DATASET EXTRACT START

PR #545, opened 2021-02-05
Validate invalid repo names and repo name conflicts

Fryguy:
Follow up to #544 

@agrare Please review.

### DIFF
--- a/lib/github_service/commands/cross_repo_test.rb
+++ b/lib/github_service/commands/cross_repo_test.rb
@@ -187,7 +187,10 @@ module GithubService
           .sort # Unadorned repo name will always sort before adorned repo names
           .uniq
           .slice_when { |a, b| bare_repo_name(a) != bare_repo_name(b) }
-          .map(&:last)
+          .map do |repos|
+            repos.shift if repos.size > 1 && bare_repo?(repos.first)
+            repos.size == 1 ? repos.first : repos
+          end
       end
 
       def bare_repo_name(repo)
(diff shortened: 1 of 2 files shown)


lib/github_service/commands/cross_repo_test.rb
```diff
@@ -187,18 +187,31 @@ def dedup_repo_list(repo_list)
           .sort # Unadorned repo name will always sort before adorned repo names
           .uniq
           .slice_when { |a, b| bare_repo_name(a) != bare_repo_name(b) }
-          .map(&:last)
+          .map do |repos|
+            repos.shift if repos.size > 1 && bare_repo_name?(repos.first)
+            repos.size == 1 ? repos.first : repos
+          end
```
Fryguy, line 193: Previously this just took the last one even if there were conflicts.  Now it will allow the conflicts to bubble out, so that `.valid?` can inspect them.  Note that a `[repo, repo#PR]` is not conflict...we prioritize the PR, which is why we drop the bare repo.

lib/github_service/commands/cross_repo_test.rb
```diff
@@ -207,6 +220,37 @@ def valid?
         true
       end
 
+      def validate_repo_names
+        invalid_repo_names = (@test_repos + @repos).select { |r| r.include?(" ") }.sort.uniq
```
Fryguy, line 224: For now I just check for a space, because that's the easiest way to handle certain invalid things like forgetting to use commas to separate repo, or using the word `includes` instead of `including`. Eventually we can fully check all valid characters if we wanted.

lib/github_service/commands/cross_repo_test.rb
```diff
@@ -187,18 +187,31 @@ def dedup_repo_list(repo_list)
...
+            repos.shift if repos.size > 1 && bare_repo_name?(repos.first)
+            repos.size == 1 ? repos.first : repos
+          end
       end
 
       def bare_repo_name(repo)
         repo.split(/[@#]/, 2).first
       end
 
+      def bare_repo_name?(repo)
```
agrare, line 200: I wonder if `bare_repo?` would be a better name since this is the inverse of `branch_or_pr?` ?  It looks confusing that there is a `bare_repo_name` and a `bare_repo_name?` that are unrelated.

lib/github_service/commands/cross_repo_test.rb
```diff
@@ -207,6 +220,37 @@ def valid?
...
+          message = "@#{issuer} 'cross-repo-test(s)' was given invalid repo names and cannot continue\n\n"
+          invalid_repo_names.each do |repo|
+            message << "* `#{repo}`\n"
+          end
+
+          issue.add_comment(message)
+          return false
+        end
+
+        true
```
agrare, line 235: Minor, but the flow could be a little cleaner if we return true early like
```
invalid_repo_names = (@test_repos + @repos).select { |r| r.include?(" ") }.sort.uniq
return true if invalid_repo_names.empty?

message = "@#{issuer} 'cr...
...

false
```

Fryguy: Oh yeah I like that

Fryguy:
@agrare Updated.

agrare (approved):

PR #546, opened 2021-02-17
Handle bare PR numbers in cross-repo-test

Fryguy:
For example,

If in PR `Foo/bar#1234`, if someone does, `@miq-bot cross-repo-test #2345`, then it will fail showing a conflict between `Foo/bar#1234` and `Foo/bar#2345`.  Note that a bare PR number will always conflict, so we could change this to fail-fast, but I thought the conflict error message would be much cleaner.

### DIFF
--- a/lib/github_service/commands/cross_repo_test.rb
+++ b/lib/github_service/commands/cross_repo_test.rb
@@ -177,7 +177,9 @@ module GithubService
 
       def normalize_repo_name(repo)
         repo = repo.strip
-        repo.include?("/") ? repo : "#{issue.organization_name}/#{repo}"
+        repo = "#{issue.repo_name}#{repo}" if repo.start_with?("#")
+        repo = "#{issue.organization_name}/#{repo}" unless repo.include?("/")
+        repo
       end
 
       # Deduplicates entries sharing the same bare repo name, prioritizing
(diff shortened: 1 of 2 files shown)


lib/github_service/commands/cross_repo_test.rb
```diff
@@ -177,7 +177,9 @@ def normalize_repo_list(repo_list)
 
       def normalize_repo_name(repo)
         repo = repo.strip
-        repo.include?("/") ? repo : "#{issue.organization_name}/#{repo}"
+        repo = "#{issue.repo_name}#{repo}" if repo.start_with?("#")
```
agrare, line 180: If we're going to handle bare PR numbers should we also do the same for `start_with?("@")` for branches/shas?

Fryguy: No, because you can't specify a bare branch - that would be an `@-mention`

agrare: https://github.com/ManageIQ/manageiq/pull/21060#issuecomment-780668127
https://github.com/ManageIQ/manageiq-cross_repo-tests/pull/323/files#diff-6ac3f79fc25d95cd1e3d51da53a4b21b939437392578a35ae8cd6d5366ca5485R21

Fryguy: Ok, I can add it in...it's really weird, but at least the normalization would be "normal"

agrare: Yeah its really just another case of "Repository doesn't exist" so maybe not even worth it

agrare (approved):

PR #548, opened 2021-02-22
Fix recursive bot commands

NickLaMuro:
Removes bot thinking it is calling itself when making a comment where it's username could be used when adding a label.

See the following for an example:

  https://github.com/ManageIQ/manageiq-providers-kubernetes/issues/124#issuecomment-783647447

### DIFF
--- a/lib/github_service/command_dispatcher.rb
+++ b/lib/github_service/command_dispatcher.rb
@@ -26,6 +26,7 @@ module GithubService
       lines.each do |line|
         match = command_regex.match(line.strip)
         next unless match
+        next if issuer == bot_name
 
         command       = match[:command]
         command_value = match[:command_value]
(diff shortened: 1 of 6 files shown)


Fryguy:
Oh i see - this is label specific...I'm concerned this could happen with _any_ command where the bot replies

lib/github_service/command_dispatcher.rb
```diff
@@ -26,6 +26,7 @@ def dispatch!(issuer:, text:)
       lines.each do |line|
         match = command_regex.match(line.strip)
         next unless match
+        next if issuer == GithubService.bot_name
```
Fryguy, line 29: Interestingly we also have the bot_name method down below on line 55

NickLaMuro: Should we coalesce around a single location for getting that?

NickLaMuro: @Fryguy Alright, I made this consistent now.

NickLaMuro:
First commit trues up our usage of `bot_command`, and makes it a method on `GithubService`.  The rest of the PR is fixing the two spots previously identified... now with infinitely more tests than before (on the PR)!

DATASET EXTRACT END

Without altering a single word, set down all the entries again.

PR #545, opened 2021-02-05
Validate invalid repo names and repo name conflicts

Fryguy:
Follow up to #544 

@agrare Please review.

### DIFF
--- a/lib/github_service/commands/cross_repo_test.rb
+++ b/lib/github_service/commands/cross_repo_test.rb
@@ -187,7 +187,10 @@ module GithubService
           .sort # Unadorned repo name will always sort before adorned repo names
           .uniq
           .slice_when { |a, b| bare_repo_name(a) != bare_repo_name(b) }
-          .map(&:last)
+          .map do |repos|
+            repos.shift if repos.size > 1 && bare_repo?(repos.first)
+            repos.size == 1 ? repos.first : repos
+          end
       end
 
       def bare_repo_name(repo)
(diff shortened: 1 of 2 files shown)


lib/github_service/commands/cross_repo_test.rb
```diff
@@ -187,18 +187,31 @@ def dedup_repo_list(repo_list)
           .sort # Unadorned repo name will always sort before adorned repo names
           .uniq
           .slice_when { |a, b| bare_repo_name(a) != bare_repo_name(b) }
-          .map(&:last)
+          .map do |repos|
+            repos.shift if repos.size > 1 && bare_repo_name?(repos.first)
+            repos.size == 1 ? repos.first : repos
+          end
```
Fryguy, line 193: Previously this just took the last one even if there were conflicts.  Now it will allow the conflicts to bubble out, so that `.valid?` can inspect them.  Note that a `[repo, repo#PR]` is not conflict...we prioritize the PR, which is why we drop the bare repo.

lib/github_service/commands/cross_repo_test.rb
```diff
@@ -207,6 +220,37 @@ def valid?
         true
       end
 
+      def validate_repo_names
+        invalid_repo_names = (@test_repos + @repos).select { |r| r.include?(" ") }.sort.uniq
```
Fryguy, line 224: For now I just check for a space, because that's the easiest way to handle certain invalid things like forgetting to use commas to separate repo, or using the word `includes` instead of `including`. Eventually we can fully check all valid characters if we wanted.

lib/github_service/commands/cross_repo_test.rb
```diff
@@ -187,18 +187,31 @@ def dedup_repo_list(repo_list)
...
+            repos.shift if repos.size > 1 && bare_repo_name?(repos.first)
+            repos.size == 1 ? repos.first : repos
+          end
       end
 
       def bare_repo_name(repo)
         repo.split(/[@#]/, 2).first
       end
 
+      def bare_repo_name?(repo)
```
agrare, line 200: I wonder if `bare_repo?` would be a better name since this is the inverse of `branch_or_pr?` ?  It looks confusing that there is a `bare_repo_name` and a `bare_repo_name?` that are unrelated.

lib/github_service/commands/cross_repo_test.rb
```diff
@@ -207,6 +220,37 @@ def valid?
...
+          message = "@#{issuer} 'cross-repo-test(s)' was given invalid repo names and cannot continue\n\n"
+          invalid_repo_names.each do |repo|
+            message << "* `#{repo}`\n"
+          end
+
+          issue.add_comment(message)
+          return false
+        end
+
+        true
```
agrare, line 235: Minor, but the flow could be a little cleaner if we return true early like
```
invalid_repo_names = (@test_repos + @repos).select { |r| r.include?(" ") }.sort.uniq
return true if invalid_repo_names.empty?

message = "@#{issuer} 'cr...
...

false
```

Fryguy: Oh yeah I like that

Fryguy:
@agrare Updated.

agrare (approved):

PR #546, opened 2021-02-17
Handle bare PR numbers in cross-repo-test

Fryguy:
For example,

If in PR `Foo/bar#1234`, if someone does, `@miq-bot cross-repo-test #2345`, then it will fail showing a conflict between `Foo/bar#1234` and `Foo/bar#2345`.  Note that a bare PR number will always conflict, so we could change this to fail-fast, but I thought the conflict error message would be much cleaner.

### DIFF
--- a/lib/github_service/commands/cross_repo_test.rb
+++ b/lib/github_service/commands/cross_repo_test.rb
@@ -177,7 +177,9 @@ module GithubService
 
       def normalize_repo_name(repo)
         repo = repo.strip
-        repo.include?("/") ? repo : "#{issue.organization_name}/#{repo}"
+        repo = "#{issue.repo_name}#{repo}" if repo.start_with?("#")
+        repo = "#{issue.organization_name}/#{repo}" unless repo.include?("/")
+        repo
       end
 
       # Deduplicates entries sharing the same bare repo name, prioritizing
(diff shortened: 1 of 2 files shown)


lib/github_service/commands/cross_repo_test.rb
```diff
@@ -177,7 +177,9 @@ def normalize_repo_list(repo_list)
 
       def normalize_repo_name(repo)
         repo = repo.strip
-        repo.include?("/") ? repo : "#{issue.organization_name}/#{repo}"
+        repo = "#{issue.repo_name}#{repo}" if repo.start_with?("#")
```
agrare, line 180: If we're going to handle bare PR numbers should we also do the same for `start_with?("@")` for branches/shas?

Fryguy: No, because you can't specify a bare branch - that would be an `@-mention`

agrare: https://github.com/ManageIQ/manageiq/pull/21060#issuecomment-780668127
https://github.com/ManageIQ/manageiq-cross_repo-tests/pull/323/files#diff-6ac3f79fc25d95cd1e3d51da53a4b21b939437392578a35ae8cd6d5366ca5485R21

Fryguy: Ok, I can add it in...it's really weird, but at least the normalization would be "normal"

agrare: Yeah its really just another case of "Repository doesn't exist" so maybe not even worth it

agrare (approved):

PR #548, opened 2021-02-22
Fix recursive bot commands

NickLaMuro:
Removes bot thinking it is calling itself when making a comment where it's username could be used when adding a label.

See the following for an example:

  https://github.com/ManageIQ/manageiq-providers-kubernetes/issues/124#issuecomment-783647447

### DIFF
--- a/lib/github_service/command_dispatcher.rb
+++ b/lib/github_service/command_dispatcher.rb
@@ -26,6 +26,7 @@ module GithubService
       lines.each do |line|
         match = command_regex.match(line.strip)
         next unless match
+        next if issuer == bot_name
 
         command       = match[:command]
         command_value = match[:command_value]
(diff shortened: 1 of 6 files shown)


Fryguy:
Oh i see - this is label specific...I'm concerned this could happen with _any_ command where the bot replies

lib/github_service/command_dispatcher.rb
```diff
@@ -26,6 +26,7 @@ def dispatch!(issuer:, text:)
       lines.each do |line|
         match = command_regex.match(line.strip)
         next unless match
+        next if issuer == GithubService.bot_name
```
Fryguy, line 29: Interestingly we also have the bot_name method down below on line 55

NickLaMuro: Should we coalesce around a single location for getting that?

NickLaMuro: @Fryguy Alright, I made this consistent now.

NickLaMuro:
First commit trues up our usage of `bot_command`, and makes it a method on `GithubService`.  The rest of the PR is fixing the two spots previously identified... now with infinitely more tests than before (on the PR)!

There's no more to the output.